Of all the impressive machinery at Boise Cascade’s Kinzua Lumber sawmill in Pilot Rock, a simple dry-erase board is what really stood out to J.P. Batmale.
Written on the board is a seemingly routine reminder for workers in the planer to shut off their chipper and sawdust blower when finished. But Batmale, industrial program manager with the nonprofit Energy Trust of Oregon, sees it as evidence of a larger change in a culture emphasizing efficiency.
“That’s what this whole thing is about for us,” Batmale said during a tour of the mill Wednesday.
It takes a lot of energy to run the saws, belts and edgers that make Kinzua Lumber hum to the tune 50 million board feet per year. The mill formed its own employee-led energy team last year to cut waste and find savings, with help from the Energy Trust’s Strategic Energy Management initiative.
By putting new procedures in place, the team shaved 14 percent off the mill’s annual energy use by March 2013 — more than 1.8 million kilowatt hours of electricity, or enough to power about 160 homes for the year.
The Trust pays 2 cents per kilowatt hour in cash incentives for companies that participate in the strategic management program. Batmale presented Kinzua Lumber with a check for $36,075 Wednesday, adding to the mill’s trimming of $99,000 off its annual energy bill.
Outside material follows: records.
PR #3031, opened 2025-10-17
chore: 🤖 add ipc handlers for rdp

DhariniJeeva:
# Description

This PR adds handlers to support rdp client launch and select preferred clients

jira- https://hashicorp.atlassian.net/browse/ICU-17876

## Checklist

## PCI review checklist

### DIFF
--- a/ui/desktop/electron-app/src/services/rdp-client-manager.js
+++ b/ui/desktop/electron-app/src/services/rdp-client-manager.js
@@ -138,7 +138,7 @@ class RdpClientManager {
    */
   async launchRdpClient(sessionId, sessionManager) {
     // Get session object from session manager
-    const session = sessionManager.getSessionById?.(sessionId);
+    const session = sessionManager.getSessionById(sessionId);
 
     if (!session) {
       return;


ui/desktop/electron-app/src/services/rdp-client-manager.js
```diff
@@ -0,0 +1,205 @@
...
+const fs = require('fs');
+const which = require('which');
+const { isMac, isWindows } = require('../helpers/platform.js');
+const store = require('./electron-store-manager');
+const log = require('electron-log/main');
+
+// RDP Client Configuration
+const RDP_CLIENTS = [
+  {
+    name: 'Microsoft Remote Desktop',
```
priya-patel04: Do we need the `name` property here ? May be we can move the name to the translations and consumers can use the `value` property as key and get the corresponding translation.

ui/desktop/electron-app/src/services/rdp-client-manager.js
```diff
@@ -0,0 +1,205 @@
...
+   * @returns {Promise<string>} Preferred RDP client value
+   */
+  async getPreferredRdpClient() {
+    try {
+      let preferredClient = store.get('preferredRdpClient');
+
+      if (!preferredClient) {
+        // Auto-detect and set the best available client
+        preferredClient = await this.getBestDefaultRdpClient();
+        if (preferredClient !== 'none') {
```
priya-patel04: Wondering if we need this check i.e preferredClient !== 'none' ? Asking because if a user selects "none" option as their preferred client, then in the below `setPreferredRdpClient` method the store will end up setting preferredRdpClient value as "none".

ui/desktop/electron-app/src/services/rdp-client-manager.js
DhariniJeeva: good point, we don't need the `name` property here. removed it!

ui/desktop/electron-app/src/services/rdp-client-manager.js
```diff
@@ -0,0 +1,200 @@
...
+
+  /**
+   * Sets the user's preferred RDP client
+   * @param {string} preferredClient - The RDP client value to set as preferred
+   * @returns {boolean} True if successfully set
+   */
+  setPreferredRdpClient(preferredClient) {
+    try {
+      if (!preferredClient) {
+        store.delete('preferredRdpClient');
```
priya-patel04: Do we need to delete the `preferredRdpClient` from the store if it is not passed ? I think we can just set to `none` instead ?

ui/desktop/electron-app/src/services/rdp-client-manager.js
```diff
@@ -0,0 +1,177 @@
...
+   * Gets all available RDP clients on the current system
+   * @returns {Promise<Array>} Array of available RDP clients with value
+   */
+  async getAvailableRdpClients() {
+    const available = [];
+    for (const client of RDP_CLIENTS) {
+      if (await client.isAvailable()) {
+        available.push({
+          value: client.value,
+        });
```
ZedLi: How come we return an object that just has value instead of an array of strings?

ui/desktop/electron-app/src/services/rdp-client-manager.js
```diff
@@ -0,0 +1,177 @@
...
+   */
+  async launchRdpConnection(address, port) {
+    if (isWindows()) {
+      // Launch Windows mstsc
+      const mstscArgs = [`/v:${address}:${port}`];
+      const child = spawn('mstsc', mstscArgs, {
+        detached: true,
+        stdio: 'ignore',
+      });
+      child.unref();
```
ZedLi: Why do we need to `unref` this?

ui/desktop/electron-app/src/services/rdp-client-manager.js
```diff
@@ -0,0 +1,177 @@
...
+  /**
+   * Launches RDP connection with the specified address and port
+   * @param {string} address - Target address
+   * @param {number} port - Target port
+   */
+  async launchRdpConnection(address, port) {
+    if (isWindows()) {
+      // Launch Windows mstsc
+      const mstscArgs = [`/v:${address}:${port}`];
+      const child = spawn('mstsc', mstscArgs, {
```
ZedLi: Any reason we don't use one of our own `spawn` helpers?

What's managing this spawned process? As it is, this is a resource leak.

ui/desktop/electron-app/src/services/rdp-client-manager.js
```diff
@@ -0,0 +1,177 @@
...
+        detached: true,
+        stdio: 'ignore',
```
ZedLi: Why do we want these processes detached?

ui/desktop/electron-app/src/services/rdp-client-manager.js
```diff
@@ -0,0 +1,177 @@
...
+
+      if (!proxyDetails) {
+        return;
+      }
+
+      const { address, port } = proxyDetails;
+
+      // Launch RDP connection
+      await this.launchRdpConnection(address, port);
+    } catch (error) {
```
ZedLi: Do we want to catch this or actually throw it back up to the user?

DhariniJeeva: I think throwing it back to the user might be ideal here, will update this

ui/desktop/electron-app/src/services/rdp-client-manager.js
```diff
@@ -0,0 +1,168 @@
...
+
+  /**
+   * Launches RDP client using session ID
+   * Retrieves session object from session manager and launches appropriate RDP client
+   * @param {string} sessionId - The session ID to get session for
+   * @param {Object} sessionManager - Session manager instance to get session from
+   */
+  async launchRdpClient(sessionId, sessionManager) {
+    // Get session object from session manager
+    const session = sessionManager.getSessionById?.(sessionId);
```
ZedLi:
```suggestion
    const session = sessionManager.getSessionById(sessionId);
```

ui/desktop/electron-app/src/services/rdp-client-manager.js
```diff
@@ -0,0 +1,168 @@
...
+
+    if (!session) {
```
hashicc: This might not happen in practice but might be a good safe guard to double-check the `isRunning` status of the session before continuing: either returning with this guard or throwing an error?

“You guys truly hit it out of the park,” Batmale said. “This is one of the best-performing sites we’ve ever had.”
Plant Superintendent Mike Zojonc said the savings are critical in a very competitive business. All 90 mill employees bought into the program, he said, and came forward with ideas to contribute.
The team identified small procedural changes, such as shutting off motors and lights when not in use, that added up over the year. They also improved winterizing at the facility and invested in small equipment upgrades.
“It’s a good group. It’s a group that wants to get better,” Zojonc said. “Any money we can save from energy use can be put into making mill improvements, or buying logs.”
Kinzua Lumber is a medium-sized mill that brings in logs from across the Northwest, primarily Washington and Idaho, for making industrial products it can sell to door and window manufacturers. It employs about 90 people, with a safety record that now stands at 441 days without an accident.
The mill started working with Cascade Energy, Inc., which provides expertise in industrial energy efficiency. Cascade Energy brought on the Energy Trust of Oregon, which provided further technical support.
Brian Crumrine, program delivery manager with Cascade Energy, said even a small step like turning off equipment on a clean-up shift can save thousands of dollars.
“Those were some big motors that were just running when they didn’t need to be running,” Crumrine said. “You walk through the facility, and it’s just how people make decisions every day. People think about energy now.”
Zojonc said the mill continues to lower its energy use, and called last year’s work a “good start.”
“It’s been a good project. But it doesn’t end here,” he said. “Opportunities still exist for additional savings and improvements, so we’ll keep searching them out and going forward.”